We stopped at a small settlement called de Vlugt, where we learnt that the pass had been built in the 1860’s by Thomas Baine. It took 5 years to complete, and at 68.5 km (42.5 miles) it is the longest publicly accessible mountain pass in South Africa, as well as being the second oldest unaltered pass still in use. Bain constructed 29 passes mainly in the Cape colony in his lifetime. Apparently this pass epitomizes all of his unique touches, but especially his exceptional dry walling method of construction, where, to support roads on mountain faces, he broke up large rocks using fire, followed by cold water to crack the rocks into manageable triangular pieces. He then stacked them up at an inward tilting angle of 15 degrees and backfilled from the top. The more backfill that was added, the stronger the retaining walls became, utilizing the scientific principles of friction and cohesion. (Can you tell, there were school lessons involved here!!). There are many kilometers of his original walling still supporting this road, and it was amazing for us to see this first hand, knowing that those exact rocks were laid there, by hand, over a 150 years ago! Many sections of this pass have been declared a national monument. (info from www.mountainpassessouthafrica.co.za).

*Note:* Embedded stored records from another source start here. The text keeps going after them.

PR #4755, opened 2021-05-05
Issue 4575 Update test docstrings metadata

aadhikar:
Description: Mapping all the test cases to the requirements.

Fix Description: Adding __init__.py file and docstrings to all the test suites

Fixes: https://github.com/389ds/389-ds-base/pull/4754

Reviewed by: @vashirov

### DIFF
--- a/dirsrvtests/tests/suites/state/__init__.py
+++ b/dirsrvtests/tests/suites/state/__init__.py
@@ -1,0 +1,3 @@
+"""
+   :Requirement: 389-ds-base: 389-ds-base: Operational Attributes
+"""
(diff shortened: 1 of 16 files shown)


dirsrvtests/tests/suites/state/__init__.py
```diff
@@ -0,0 +1,3 @@
+"""
+   :Requirement: 389-ds-base: Replication
```
aadhikar: Adding this under replication as not sure should I create a new one or not

sgouvern: I think the requirement here could be 'operational attributes'

sgouvern (commented):
It seems ok to me
LGTM !

sgouvern (approved):

Issue #4759, opened 2021-05-06
Fix coverity issue


tbordaz:
**Issue Description**
The support of wtime/optime in the access logs, record the hrtime in the operation structure. #/4218 assign the time without checking that operation exists. I triggers failure in coverity scan

**Package Version and Platform:**
since 1.4.3

**Steps to Reproduce**
Run covcan

**Expected results**
No error in opshared.c and extended.c regarding call to slapi_operation_set_time_started

droideck:
@tbordaz can we close it as the PR was merged? Or do you want to leave the issue for future use?

tbordaz:
Opps thanks for the heads up @droideck .

I forgot to add the commit hashes. This bug being fixed in all targeted releases close
9b62aede5..ad3e77d71 master
9b62aede5..ad3e77d71 389-ds-base-2.0
e0cf8a9cb..70c3e9e71 389-ds-base-1.4.4
d0e0ab37a..099c7c27f 389-ds-base-1.4.3
ca3776e63..8b236bc2c 389-ds-base-1.3.10

PR #4760, opened 2021-05-06
Issue 4759 - Fix coverity issue

tbordaz:
Bug description:
	with #4218 (wtime, optime in access log), hrtime is set in the
	operation. But it is done before checking if the operation is
	set. covscan fails

Fix description:
	move the setting after verification that operation != NULL

relates: https://github.com/389ds/389-ds-base/issues/4759

Reviewed by:

Platforms tested:


droideck (approved):
LGTM!

tbordaz:
9b62aede5..ad3e77d71  master

Need backport all the way down to 1.3.10

PR #4762, opened 2021-05-07
Issue 4623 - RFE - Monitor the current DB locks

### LINKED ISSUE #4623: RFE - Monitor the current DB locks ( nsslapd-db-current-locks )
db lock gets exhausted because of unindexed internal searches (under a transaction). Indexing those searches is the way to prevent exhaustion.

To prevent db lock exhaustion and help admin task a possible solutions would be:

- If db lock get exhausted during a txn, it leads to db panic and the later recovery can possibly fail. That leads to a full reinit of the instance where the db locks got exhausted. The server should monitor the db lock and trigger server shutdown (similar to disk full) if the db lock is close to be exhausted. Because of the performance impact, the monitoring should be limited to unindexed (allid(candidate)) internal searches (under a txn) and periodically (after each 1000 evaluated candidate). unindexed should be flagged in ldbm_back_search. transaction can be tested with pblock(SLAPI_TXN), monitoring should be done in iterate, internal op is an operation flag OP_FLAG_INTERNAL.

- To help indexing the appropriate attributes, unindexed internal search (under txn) should log a warning with the search filter.

- a config parameter should toggle monitoring/shutdown. By default it should be enabled. 

- Monitoring returns value that may be not exact. The threshold to trigger the shutdown should take into account that the value is not perfect.

droideck:
Description: DB lock gets exhausted because of unindexed internal searches
(under a transaction). Indexing those searches is the way to prevent exhaustion.
If db lock get exhausted during a txn, it leads to db panic and the later recovery
can possibly fail. That leads to a full reinit of the instance where the db locks
got exhausted.

Add two attributes to global BDB config: "nsslapd-db-locks-monitoring" and
"nsslapd-db-locks-monitoring-threshold". By default, nsslapd-db-locks-monitoring
is turned on and nsslapd-db-locks-monitoring-threshold is set to 95.

When current locks are close to maximum locks value on 95% - returning
the next candidate will fail until the maximum of locks won't be
increased or current locks are released.

Add the setting to UI and CLI tools.

Fixes: https://github.com/389ds/389-ds-base/issues/4623

Reviewed by: ?


droideck:
The design is ready for review here:
https://github.com/mreynolds389/389wiki/pull/56

ldap/servers/slapd/back-ldbm/ldbm_search.c
```diff
@@ -1515,6 +1517,17 @@ ldbm_back_next_search_entry(Slapi_PBlock *pb)
 
     /* Find the next candidate entry and return it. */
     while (1) {
+        if (li->li_dblock_monitoring && li->li_dblock_threshold_reached) {
```
Firstyear: This isn't thread safe - these are int values and because they are traversing thread boundaries, search threads have no guarantee that they will see these changes from the lock monitor thread. These should be changed to be atomics (ordering relaxed) to ensure the values are syncing.

Firstyear (changes requested):

ldap/servers/slapd/back-ldbm/back-ldbm.h
```diff
@@ -573,12 +573,20 @@ struct ldbminfo
     char *li_backend_implement;          /* low layer backend implementation */
     int li_noparentcheck;                /* check if parent exists on add */
 
-    /* the next 3 fields are for the params that don't get changed until
+    /* db lock monitoring */
+    int li_dblock_monitoring;                 /* enables db locks monitoring thread - requires restart  */
```
tbordaz: Why not int32_t ?

ldap/servers/slapd/back-ldbm/back-ldbm.h
```diff
@@ -573,12 +573,20 @@ struct ldbminfo
...
+    uint32_t li_dblock_threshold;  /* specified in percentage - when reached, aborts the search in ldbm_back_next_search_entry */
+    uint32_t li_dblock_threshold_reached;
+
+    /* the next 4 fields are for the params that don't get changed until
      * the server is restarted (used by the admin console)
      */
     char *li_new_directory;
     uint64_t li_new_dbcachesize;
     int li_new_dblock;
+    int li_new_dblock_monitoring;
```
tbordaz: int32_t ?

ldap/servers/slapd/back-ldbm/back-ldbm.h
```diff
@@ -573,12 +573,20 @@ struct ldbminfo
     char *li_backend_implement;          /* low layer backend implementation */
     int li_noparentcheck;                /* check if parent exists on add */
```
tbordaz, line 568: My understanding is that dblock monitoring will remain specific to bdb. Would it make sense to define those fields in bdb_config rather than in generic ldbminfo struct ?

ldap/servers/slapd/back-ldbm/db-bdb/bdb_config.c
```diff
@@ -228,6 +228,103 @@ bdb_config_db_lock_set(void *arg, void *value, char *errorbuf, int phase, int ap
...
+
+static void *
+bdb_config_db_lock_pause_get(void *arg)
+{
+    struct ldbminfo *li = (struct ldbminfo *)arg;
+
+    return (void *)((uintptr_t)(slapi_atomic_load_32(&(li->li_dblock_monitoring_pause), __ATOMIC_RELAXED)));
+}
+
+#define DBLOCK_MONITORING_PAUSE_DEFAULT 100
```
tbordaz: Just a comment saying that 100 = 1sec

ldap/servers/slapd/back-ldbm/ldbm_config.h
```diff
@@ -104,6 +104,9 @@ struct config_info
 #define CONFIG_DB_VERBOSE "nsslapd-db-verbose"
 #define CONFIG_DB_DEBUG "nsslapd-db-debug"
 #define CONFIG_DB_LOCK "nsslapd-db-locks"
+#define CONFIG_DB_LOCKS_MONITORING "nsslapd-db-locks-monitoring"
```
tbordaz: Being a on/off toggle it could also be nsslapd-db-locks-monitoring-enable ?

ldap/servers/slapd/back-ldbm/ldbm_search.c
```diff
@@ -1515,6 +1517,18 @@ ldbm_back_next_search_entry(Slapi_PBlock *pb)
...
+        if (li->li_dblock_monitoring &&
+            slapi_atomic_load_32(&(li->li_dblock_threshold_reached), __ATOMIC_RELAXED)) {
+            errmsg = PR_smprintf("DB locks threshold is reached (nsslapd-db-locks-monitoring-threshold "
+                                 "under cn=bdb,cn=config,cn=ldbm database,cn=plugins,cn=config). "
+                                 "Please, increase nsslapd-db-locks according to your needs.");
+            slapi_log_err(SLAPI_LOG_CRIT, "ldbm_back_next_search_entry", "%s\n", errmsg);
+            slapi_pblock_set(pb, SLAPI_SEARCH_RESULT_ENTRY, NULL);
+            delete_search_result_set(pb, &sr);
+            rc = SLAPI_FAIL_GENERAL;
+            slapi_send_ldap_result(pb, LDAP_UNWILLING_TO_PERFORM, NULL, errmsg, 0, NULL);
```
tbordaz: I would not send this detailed error message to the ldapclient. rather something like "Transient DB ressource critical level".

tbordaz (commented):
Some (late) minor comments/remarks

ldap/servers/slapd/back-ldbm/back-ldbm.h
droideck: Maybe I miss something but I need to check these variables in the ldbm_search.c - **li_dblock_monitoring, li_dblock_monitoring_pause, li_dblock_threshold_reached.** 

All is left is **li_dblock_threshold** so I've just left it here for consistency.

I see that we do the same for other bdb settings like **li_dblock** and others.

ldap/servers/slapd/back-ldbm/db-bdb/bdb_config.c
droideck: Hm, but I thought **PR_MillisecondsToInterval** accepts milliseconds (0.001 of a second) and converts it to Interval Time.
Am I confused? And do I miss something obvious?..
https://developer.mozilla.org/en-US/docs/Mozilla/Projects/NSS/Reference/NSPR_functions#interval_time

ldap/servers/slapd/back-ldbm/ldbm_config.h
droideck: I've created it this way because we already have **nsslapd-disk-monitoring** with the same functionality so I've decided to keep it consistent.
I don't have a strong opinion on this so if you think it's better as **nsslapd-db-locks-monitoring-enable**, - I can change it.

ldap/servers/slapd/back-ldbm/back-ldbm.h
tbordaz: That is right, some fields that are specific to bdb_config are still in ldbminfo. The move could be easy for some of them (like li_dblock or li_dbcachesize I guess) but it may be more complex for others like li_directory).
Now as we are introducing new fields we can put them directly in bdb_config

ldap/servers/slapd/back-ldbm/db-bdb/bdb_config.c
tbordaz: Sorry I was first wrong (assuming 1sec) and also not clear. if '100' stands for 100ms then adding a comment helps to know what this value is for: /* by default pausing 100ms between each db_stat */.

Is 100ms not to intensive to gather statistics by default ?

ldap/servers/slapd/back-ldbm/ldbm_config.h
tbordaz: I tend to prefer nsslapd-db-locks-monitoring-enable, but it also depends the amount of work (code, test, design) that costs. If it is painful then ignore my (late) comment

src/lib389/lib389/cli_conf/backend.py
```diff
@@ -993,6 +996,13 @@ def create_parser(subparsers):
...
     set_db_config_parser.add_argument('--logbufsize', help='Specifies the transaction log information buffer size')
     set_db_config_parser.add_argument('--locks', help='Sets the maximum number of database locks')
+    set_db_config_parser.add_argument('--locks-monitoring', help='Set to "on" or "off" to monitor DB locks. When it crosses the percentage value '
+                                                                 'set with "--locks-monitoring-threshold" ("on" by default)')
+    set_db_config_parser.add_argument('--locks-monitoring-threshold', help='Sets the DB lock exhaustion value in percentage. If too many locks are '
+                                                                           'acquired, the server will abort the searches while the number of locks '
+                                                                           'are not decreased. It helps to avoid DB corruption and long recovery.')
+    set_db_config_parser.add_argument('--locks-monitoring-pause', help='Sets the DB lock monitoring value for the amount of time that the monitoring'
```
jchapma: For the sake of clarity it might it be useful to add the time unit here.

ldap/servers/slapd/back-ldbm/ldbm_search.c
jchapma: In my opinion a concise error message would work, something like.  "DB locks threshold is reached (nsslapd-db-locks-monitoring-threshold)" Then the sysadmin knows what has happened and can find out how to fix it.

ldap/servers/slapd/back-ldbm/ldbm_search.c
```diff
@@ -1515,6 +1517,18 @@ ldbm_back_next_search_entry(Slapi_PBlock *pb)
 
     /* Find the next candidate entry and return it. */
     while (1) {
+        if (li->li_dblock_monitoring &&
+            slapi_atomic_load_32((int32_t *)&(li->li_dblock_threshold_reached), __ATOMIC_RELAXED)) {
+            errmsg = PR_smprintf("DB locks threshold is reached (nsslapd-db-locks-monitoring-threshold "
```
jchapma: From what I understand PR_smprintf might be an expensive function for this part of the code, allocating memory, formatting stuff. Could we use something like slapi_send_ldap_result(.. LDAP_DBLOCKS_EXCEEDED...)  instead.

ldap/servers/slapd/back-ldbm/db-bdb/bdb_layer.c
```diff
@@ -2988,6 +2997,82 @@ perf_threadmain(void *param)
...
 
+
+/*
+ * create a thread for locks_monitoring_threadmain
+ */
+static int
+bdb_start_locks_monitoring_thread(struct ldbminfo *li)
+{
+    int return_value = 0;
+    if ((li->li_dblock_monitoring) && (li->li_dblock_threshold)) {
```
jchapma: Could it happen that there is no dblock threshold set but dblock monitoring is enabled, if it did then the dblock monitoring thread wouldn't start.

jchapma (commented):
This is a really nice feature to have, just some minor comments from me.

ldap/servers/slapd/back-ldbm/back-ldbm.h
droideck: As discussed on IRC and agreed, we won't move the fields to bdb_config as it may make code more obscure and fragile (as bdb_config is a thing in itself and it requires deeper integration). As the result, we'll need much more testing and it will delay the quality.
I've mentioned the additional information in the comments in the code as discussed on IRC.

ldap/servers/slapd/back-ldbm/db-bdb/bdb_config.c
droideck: I agree, I've changed the default to 1000ms.

ldap/servers/slapd/back-ldbm/ldbm_config.h
droideck: Sure, sounds good!

ldap/servers/slapd/back-ldbm/ldbm_search.c
droideck: Good idea, I'll add it with my next commit.

ldap/servers/slapd/back-ldbm/ldbm_search.c
droideck: Good catch! Thanks!

ldap/servers/slapd/back-ldbm/db-bdb/bdb_layer.c
droideck: It is intentional. If the threshold is empty or 0, it won't start as we need both attributes for the monitoring to function.

src/cockpit/389-console/src/lib/database/databaseConfig.jsx
```diff
@@ -226,6 +254,41 @@ export class GlobalDatabaseConfig extends React.Component {
...
+                <Form isHorizontal>
+                    <FormGroup
+                        label="DB Locks Threshold Percentage"
+                        fieldId="monitoringthreshold"
+                        title="Sets the DB lock exhaustion value in percentage. If too many locks are acquired, the server will abort the searches while the number of locks are not decreased. It helps to avoid DB corruption and long recovery. (nsslapd-db-locks-monitoring-threshold)"
+                    >
+                        <TextInput
+                            id="dblocksMonitoringThreshold"
+                            name="dblocksMonitoringThreshold"
+                            type="text"
```
mreynolds389: Should be type "number"

src/cockpit/389-console/src/lib/database/databaseConfig.jsx
```diff
@@ -226,6 +254,41 @@ export class GlobalDatabaseConfig extends React.Component {
...
+                    </FormGroup>
+                    <FormGroup
+                        label="DB Locks Pause Time"
+                        fieldId="monitoringpause"
+                        title="Sets the DB lock monitoring value for the amount of time that the monitoring thread spends waiting between checks. (nsslapd-db-locks-monitoring-pause)"
+                    >
+                        <TextInput
+                            id="dblocksMonitoringPause"
+                            name="dblocksMonitoringPause"
+                            type="text"
```
mreynolds389: Should also be type "number".  Might want to add min and max values too...

src/cockpit/389-console/src/lib/database/databaseConfig.jsx
```diff
@@ -528,7 +577,40 @@ export class GlobalDatabaseConfig extends React.Component {
...
+                                    id="dblocks"
+                                    aria-describedby="dblocks"
+                                    name="dblocks"
+                                    onChange={this.handleChange}
+                                />
+                            </FormGroup>
                         </Form>
+                        <Grid className="ds-margin-top-xlg">
+                            <GridItem span={12}>
+                                <h4 className="ds-sub-header">DB Locks Monitoring</h4>
```
mreynolds389: This is too large.  Maybe h5?

src/cockpit/389-console/src/lib/database/databaseConfig.jsx
```diff
@@ -528,7 +577,40 @@ export class GlobalDatabaseConfig extends React.Component {
...
+                                    isChecked={this.state.dblocksMonitoring}
+                                    onChange={this.select_db_locks_monitoring}
+                                    aria-label="uncontrolled checkbox example"
+                                />
+                            </GridItem>
+                            <GridItem span={5}>
+                                {dblocksMonitor}
+                            </GridItem>
+                        </Grid>
+
```
mreynolds389: I think these settings should be under the check box, and not to the "right" of it.

src/cockpit/389-console/src/lib/database/databaseConfig.jsx
```diff
@@ -528,7 +577,40 @@ export class GlobalDatabaseConfig extends React.Component {
...
+                                    value={this.state.dblocks}
+                                    type="text"
+                                    id="dblocks"
+                                    aria-describedby="dblocks"
+                                    name="dblocks"
+                                    onChange={this.handleChange}
+                                />
+                            </FormGroup>
                         </Form>
+                        <Grid className="ds-margin-top-xlg">
```
mreynolds389: This should be indented like the rest of the advanced settings.  It's too far to the left so it is not aligned with the rest of the settings.

src/cockpit/389-console/src/lib/database/databaseConfig.jsx
mreynolds389: and it should be indented under that checkbox...

Firstyear:
I'm happy with the atomic fixes :)

jchapma:
LGTM

jchapma (commented):
LGTM

ldap/servers/slapd/back-ldbm/db-bdb/bdb_config.c
```diff
@@ -229,6 +229,102 @@ bdb_config_db_lock_set(void *arg, void *value, char *errorbuf, int phase, int ap
...
+}
+
+static int
+bdb_config_db_lock_threshold_set(void *arg, void *value, char *errorbuf, int phase __attribute__((unused)), int apply)
+{
+    struct ldbminfo *li = (struct ldbminfo *)arg;
+    int retval = LDAP_SUCCESS;
+    u_int32_t val = (u_int32_t)((uintptr_t)value);
+
+    if (val >= 100) {
```
tbordaz: Shouldn't we also check a minimal rate ?
For example if it is set to 10%, does it make sense ?. IMHO it could be [70%, 99%].
The impact of the threshold is significant (DS will very regularly interrupt some searches, then allow some others. ). So it should not be triggered too frequently.
For example, the risk does not exist to exhaust the locks with 20%.

tbordaz (commented):
A minor comment, else the fix LGTM

mreynolds389:
You patch does not apply on master branch, can you rebase?

ldap/servers/slapd/back-ldbm/db-bdb/bdb_config.c
droideck: Done, please, check.

droideck:
> You patch does not apply on master branch, can you rebase?

I've rebased everything into one commit and onto master. Please, check.

mreynolds389:
Doesn't look like you changed anything in the UI in regards to my suggestions...

src/cockpit/389-console/src/lib/database/databaseConfig.jsx
```diff
@@ -226,6 +255,45 @@ export class GlobalDatabaseConfig extends React.Component {
...
+                    >
+                        <TextInput
+                            id="dblocksMonitoringPause"
+                            name="dblocksMonitoringPause"
+                            type="number"
+                            aria-describedby="dblocksMonitoringPause"
+                            value={dblocksPause}
+                            onChange={this.handleChange}
+                            validated={parseInt(dblocksPause) < 1 ? ValidatedOptions.error : ValidatedOptions.default}
+                        />
```
droideck: @mreynolds389 I've 

- made both fields **type="number"** and
- added the validation - **validated={parseInt(dblocksThreshold) < 70 || parseInt(dblocksThreshold) > 95 ? ValidatedOptions.error : ValidatedOptions.default}**.

Did I miss your point somehow?..

mreynolds389:
These were comments 

Screenshot from 2021-05-19 10-26-48

droideck:
> These were my comments

Ahh, okay. It's a funny situation because... You haven't sent them.
If it's written as 'Pending' - it is not sent. You need to click the green button 'Review changes' and then 'Submit review'.

GitHub is a bit confusing here and, IMHO, it's not a very good design choice they've made. It's really not intuitive.

ldap/servers/slapd/back-ldbm/db-bdb/bdb_config.c
tbordaz: Thanks @droideck . The RFE is so nice, customers will love it.

tbordaz (approved):
server code is looking good to me. Ack on this part

mreynolds389:
If you apply this diff I'll be happy :-) It improves the layout and it fixes a browser warning about nested Forms.

```
diff --git a/src/cockpit/389-console/src/lib/database/databaseConfig.jsx b/src/cockpit/389-console/src/lib/database/databaseConfig.jsx
index c8c118587..042786442 100644
--- a/src/cockpit/389-console/src/lib/database/databaseConfig.jsx
+++ b/src/cockpit/389-console/src/lib/database/databaseConfig.jsx
@@ -260,8 +260,8 @@ export class GlobalDatabaseConfig extends React.Component {
         let dblocksPause = this.state.dblocksMonitoringPause;
 
         if (this.state.dblocksMonitoring) {
-            dblocksMonitor = <div className="ds-margin-left">
-                <Form isHorizontal>
+            dblocksMonitor =
+                <div className="ds-margin-left ds-margin-top">
                     <FormGroup
                         label="DB Locks Threshold Percentage"
                         fieldId="monitoringthreshold"
@@ -292,8 +292,7 @@ export class GlobalDatabaseConfig extends React.Component {
                             validated={parseInt(dblocksPause) < 1 ? ValidatedOptions.error : ValidatedOptions.default}
                         />
                     </FormGroup>
-                </Form>
-            </div>;
+                </div>;
         }
```

droideck:
> If you apply this diff I'll be happy :-) It improves the layout and it fixes a browser warning about nested Forms.

Good catch! Thanks!
Done.

PR #4766, opened 2021-05-12
Issue 4765 - database suffix unexpectdly changed from .db to .db4

### LINKED ISSUE #4765: database suffix unexpectdly changed from .db to .db4
This is a clone of redHat bugzilla 1947762 - IPA server does not start

The regression was caused by with Issue 4469 - Backend redesing phase 3a:
it is a side effect of moving the bdb dependencies out of the backend:
 db.h is no more included in back-ldbm.h 
so DB_VERSION_MAJOR is no more defined and 
#if 1000 * DB_VERSION_MAJOR + 100 * DB_VERSION_MINOR >= 5000 became false 
Should move that check in db-bdb plugin and define a callback to get the filename-suffix from the plugin

**Issue Description**
Berkeley db database suffix is .db4 instead of .db as it should.

 - Platform: Fedora
 - Package and version: [e.g. 389-ds-base-1.4.4.4-20200721git5d41dc5a4.fc32.x86_64]

**Steps to Reproduce**
1. Setup a directory instance
2. ls /var/lib/dirsrv/slapd-*/db/userroot/id2entry.db*
3. If suffix is .db4 instead of .db then the bug is not fixed.

progier389:
Description: when removing the bdb dependency from the backend
 include <db.h> was removed from back-ldbm.h 
 because of that the #if used to check bdb version and define the suffix become false and the db suffix reverted to old values
  so we got .db4 suffix instead of .db

The solution is:
   to move the bdb version test inside db-bdb plugin (where bdb version defines are available)
   to add a callback to get the db suffix from db-pdb plugin

Fixes: #4765

Reviewed by: @tbordaz @jchapma

### DIFF
--- a/ldap/servers/slapd/back-ldbm/vlv_srch.c
+++ b/ldap/servers/slapd/back-ldbm/vlv_srch.c
@@ -514,7 +514,6 @@ vlvIndex_init(struct vlvIndex *p, backend *be, struct vlvSearch *pSearch, const 
 {
     struct ldbminfo *li = (struct ldbminfo *)be->be_database->plg_private;
     const char *file_suffix = dblayer_get_db_suffix(be);
-    dblayer_private *prv = NULL;
     char *filename = NULL;
 
     if (NULL == p)
--- a/ldap/servers/slapd/back-ldbm/vlv_srch.c
+++ b/ldap/servers/slapd/back-ldbm/vlv_srch.c
@@ -30,7 +30,6 @@ char *const type_vlvEnabled = "vlvEnabled";
 char *const type_vlvUses = "vlvUses";
 
 static const char *file_prefix = "vlv#"; /* '#' used to avoid collision with real attributes */
-static const char *file_suffix = LDBM_FILENAME_SUFFIX;
 
 static int vlvIndex_createfilename(struct vlvIndex *pIndex, char **ppc);
 
@@ -514,6 +513,8 @@ void
 vlvIndex_init(struct vlvIndex *p, backend *be, struct vlvSearch *pSearch, const Slapi_Entry *e)
 {
     struct ldbminfo *li = (struct ldbminfo *)be->be_database->plg_private;
+    const char *file_suffix = dblayer_get_db_suffix(be);
+    dblayer_private *prv = NULL;
     char *filename = NULL;
 
     if (NULL == p)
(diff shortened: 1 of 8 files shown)


ldap/servers/slapd/back-ldbm/vlv_srch.c
```diff
@@ -514,6 +513,8 @@ void
 vlvIndex_init(struct vlvIndex *p, backend *be, struct vlvSearch *pSearch, const Slapi_Entry *e)
 {
     struct ldbminfo *li = (struct ldbminfo *)be->be_database->plg_private;
+    const char *file_suffix = dblayer_get_db_suffix(be);
+    dblayer_private *prv = NULL;
```
jchapma: This variable is unused.

ldap/servers/slapd/back-ldbm/vlv_srch.c
```diff
@@ -514,6 +513,8 @@ void
 vlvIndex_init(struct vlvIndex *p, backend *be, struct vlvSearch *pSearch, const Slapi_Entry *e)
 {
     struct ldbminfo *li = (struct ldbminfo *)be->be_database->plg_private;
+    const char *file_suffix = dblayer_get_db_suffix(be);
```
jchapma, line 516: Compiler complains  warning: initialization of ‘const char *’ from ‘int’ makes pointer from integer without a cast. I guess its in the case of the ternary operator returning NULL.

ldap/servers/slapd/back-ldbm/vlv_srch.c
progier389: Ok I fixed that one.

ldap/servers/slapd/back-ldbm/vlv_srch.c
progier389: Thanks James for having noticed the warning that I overlooked !
I am afraid that your guess is wrong: function prototype was missing because I forgot to commit proto-back-ldbm.h so function was assumed to return int ! -;)
  I just pushed a new commit to solve both issues.

tbordaz: @progier389 , sorry I can not see the new commit ? and where file_suffix != NULL is tested

tbordaz (approved):
LGTM

progier389:
Sorry Thierry, I have not seen your second comment. 
About the second commit,: in my browser the PR shows 2 commits, so I suspect that you hit a refresh issue.
About the fact that NULL is not tested: it is not a real issue because file_suffix is only used when trying to access a vlv index 
 which means that "be" is a regular db backend (and dblayer_get_db_suffix cannot return NULL in that case)

Issue #4379, opened 2020-10-15
allow more than 1 empty AttributeDescription for ldapsearch, without the risk of denial of service


tbordaz:
**Issue Description**
https://github.com/389ds/389-ds-base/issues/3028 enforce a strict limit of empty attributeDescription.
This is good but the limit is so low that some application may start failing
This bug is to extend a bit that limit so that application wont break

**Package Version and Platform:**
 - Platform:all 
 - Package and version: since https://github.com/389ds/389-ds-base/issues/3028  (1.4.1)

**Steps to Reproduce**

ldapsearch -LLL.... -b 'dc=example,dc=com' "" "" cn
Protocol error (2)

<pre>
[15/Oct/2020:15:45:00.555817663 +0200] conn=7 op=1 SRCH base="dc=example,dc=com" scope=2 filter="(objectClass=*)", invalid attribute request
</pre>

**Expected results**
It should succeed up to 10 empty attributes

tbordaz:
43c691569..b8b169142  master
311dab59a..4508d3c4d  389-ds-base-1.4.3
f39758817..ab00f9753  389-ds-base-1.4.2
22d67399b..9faf2d77a  389-ds-base-1.3.10

tbordaz:
BZ https://bugzilla.redhat.com/show_bug.cgi?id=1870624

tbordaz:
@aadhikar would you mind to have a look at the recent PR that possibly creates a regression

268d1c7ed Issue 4379 - Allow more than 1 empty AttributeDescription for ldapsearch, without the risk of denial of service

Test: tests/suites/acl/misc_test.py::test_info_disclosure

aadhikar:
@tbordaz by just looking at it I think it's failing because we changed the filter function to have one more argument that is `attrlist` which is the second argument so we need to explicitly specify `scope=`

tbordaz:
@aadhikar your eyes are much better than mine. Thanks for spotting this. I will test a fix.

tbordaz:
ff830604e..f53b28448  master 
268d1c7ed..ff830604e master
53f372cea..268d1c7ed master

PR #4767, opened 2021-05-12
Issue 4379 - Allow more than 1 empty AttributeDescription for ldapsea…

aadhikar:
…rch, without the risk of denial of service

Desciption: Added a test case to verify up to 10 empty values and a negetive
case to check max limit.

Relates: https://github.com/389ds/389-ds-base/issues/4379

Reviewed by: ???

### DIFF
--- a/dirsrvtests/tests/suites/basic/basic_test.py
+++ b/dirsrvtests/tests/suites/basic/basic_test.py
@@ -1314,6 +1314,33 @@ def test_critical_msg_on_empty_range_idl(topology_st):
     # Step 5
     assert not topology_st.standalone.searchErrorsLog('CRIT - list_candidates - NULL idl was recieved from filter_candidates_ext.')
 
+@pytest.mark.bz1870624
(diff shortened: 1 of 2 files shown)


bsimonova (approved):
I see only typo in Description in commit message and "Should succeed" in expected results but otherwise LGTM!

bsimonova:
Ok, I see there is an issue in checks and I can confirm the test fails for me with ldap.SERVER_DOWN when it is ran together with other tests. It works individually. This should be investigated further.

bsimonova (changes requested):
Please investigate why the test fails when run together with other tests, maybe it needs to be in separate file.

aadhikar:
@bsimonova Thanks for your investigation, test_ldbm_modification_audit_log is making the test fail.

bsimonova (approved):
LGTM!

droideck (approved):
LGTM too!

|A stop in de Vlugt at "Die Plaaskind Padstal" (Plaaskind = farm child; padstal is a stand on the side of the road (pad)|
|The road into de Vlugt, just before the pass winds its way into a more mountainous section|
|Some stats on the pass|
|A typical section of Thomas Bain's rock work walling|
|Another view of the pass winding its way through the mountains|
|We summited a peak called "Spitskop" viewpoint and enjoyed stunning scenery at the top|
|Another beautiful view from the Spitskop viewpoint|
As we exited the pass we found ourselves on a flat plateau between two mountain ranges, the Outeniqua Mountains and the magnificent Swartberg mountain range. This plateau is called the “Kammanassie”, and it was typical Karoo landscape, beautiful in its own way, with flat, dry land covered in “feinbos”. We saw tortoises trying to cross the road, and soon we began to see ostriches pecking away at the ground! Before long, we found our turning off the tarred R 62 road and we were once again driving on another dirt road. Carefully following the instructions we’d received from our hosts, Kath and Ross, we soon found our destination: Numbi Valley Permaculture Farm. The setting was absolutely stunning, and we took the rest of the afternoon to enjoy our surroundings and relax after the long drive of the day. Kath and Ross farm here, and practice permaculture, which, without delving into depth of the philosophy basically means they practice sustainable agriculture, working with nature, rather than against it. The farm is totally off the grid, using solar power for electricity. They have a grove of olive trees, and a small garden with every type of vegetable you can imagine. A few fat, healthy chickens lay eggs, and some fruit trees produce plump fruit. It really is a little oasis in an arid desert! Our accommodation was once the laborer’s cottage, and it has been beautifully transformed into a 2-bedroomed, self-catering cottage. We loved our 2-night stay here, waking up to stunning mountain views, and watching the stars in the pitch dark night.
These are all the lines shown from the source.